No, I'm not an only child. I have two younger brothers.

I think perhaps the problem largely comes down to my disability and health problems. Until I met my fiance, it was always assumed that I would live with family for the rest of my life. Whereas most mum's probably watch their kids growing up and know that one day they're going to move on, in my case I think that because it seemed unlikely that I'd meet someone right for me, the idea even of me actually leaving home was pretty slim.

When my fiance and I first became serious about each other, it was still expected (he and I even thought the same) that I'd be staying in England. My deciding to actually leave was only really a definite thing back last September (2008), and I think what with how slow the wheels of the USCIS machine turn, and the fact that the visa approval is not a guaranteed thing probably doesn't help prepare my mum.

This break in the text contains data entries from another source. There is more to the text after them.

PR #1204, opened 2018-01-18
[Balance] Added RM, merged moon spells and changed SpellUsable.reduceCooldown to return correct value for charge spells.

Gebuz:
Also changed balance spec completeness to GREAT. Sorry it's all in one PR, should've done the reduceCooldown on it's own, but without it the cooldown reduction on Radiant Moonlight is incorrect.

The fix to cooldown reduction was that any cooldown reduction that overlapped a charge would only return the value from replenishing the rest of the charge. For instance when at 2 charges and 2 seconds from finishing cd, reducing it by 5 would only return 2, even thought you went to 3 charges and 3 seconds recharged. It should now return the correct value.

### DIFF
--- a/src/Parser/Core/Modules/SpellUsable.test.js
+++ b/src/Parser/Core/Modules/SpellUsable.test.js
@@ -143,6 +143,14 @@ describe('Core/Modules/SpellUsable', () => {
       expect(result).toBe(7500);
       expect(instance.isOnCooldown(SPELLS.FAKE_SPELL.id)).toBe(false);
     });
+    it('reducing a spell with multiple charges on cooldown reduces the CD time on the next charge if it fully recharges the first charge', () => {
+      abilitiesMock.getMaxCharges = jest.fn(() => 2);
+      triggerCast(SPELLS.FAKE_SPELL.id);
+      triggerCast(SPELLS.FAKE_SPELL.id);
+      parserMock.currentTimestamp = 6000; //Leaves 1500ms cooldown remaining of the total 7500ms of the first charge recharging.
+      const reduction = instance.reduceCooldown(SPELLS.FAKE_SPELL.id, 5000); 
+      expect(reduction).toBe(5000);    
+    });
     it('reduceCooldown on a spell not on cooldown throws', () => {
       // We throw instead of returning something like null so that implementers *have* to take this into consideration.
       expect(() => {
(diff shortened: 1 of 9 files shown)


src/Parser/Core/Modules/SpellUsable.test.js
```diff
@@ -360,6 +360,15 @@ describe('Core/Modules/SpellUsable', () => {
         });
       }
     });
+    it('A charge spell that has the cooldown of more than a single charge reduced should return the full reduction value', () => {
```
MartijnHols: I think a better position for this test would be underneath the `reducing a cooldown beyond its duration finishes the cooldown` test.

src/Parser/Core/Modules/SpellUsable.test.js
```diff
@@ -360,6 +360,15 @@ describe('Core/Modules/SpellUsable', () => {
...
+      abilitiesMock.getMaxCharges = jest.fn(() => 3);
+      triggerCast(SPELLS.FAKE_SPELL.id);
+      triggerCast(SPELLS.FAKE_SPELL.id);
+      triggerCast(SPELLS.FAKE_SPELL.id);
+      parserMock.currentTimestamp = 6000; //Leaves 1500ms cooldown remainig
```
MartijnHols: This comment is kinda putting me on the wrong path, how about `leaves 1500ms cooldown remaining of the total 7500ms of the first charge recharging`?

src/Parser/Core/Modules/SpellUsable.test.js
MartijnHols: For name I recommend to state how it should work, preferably like it works in-game. e.g. `reducing a spell with multiple charges on cooldown reduces the CD time on the next charge if it fully recharges the first charge`. The full reduction value should always be returned by this method and is tested separately.

Gebuz:
Added the suggested changes

src/Parser/Monk/Brewmaster/Modules/Core/BrewCDR.test.js
```diff
@@ -30,6 +30,6 @@ describe('BrewCDR', () => {
   });
 
   it("should report 427.09s of CDR", () => {
```
emallson: This test title is no longer accurate (but it is a bit of a brittle title).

I'm pretty worried about her and how she's going to cope. I know she misses my brothers, and they're only three hours away from her. Trying to assure her by saying things like "you can be there in 24 hours!" or "I'm just a phonecall away" don't seem to help. They make her worse.

She's been really good about the visa application though. I know she's felt very sorry that she cannot do more to help with the application, though what she has been able to do she's done so wonderfully. In her mind, it's almost as though she's seperated visa application completely from me leaving. She's great about the visa, and in total denial about me going!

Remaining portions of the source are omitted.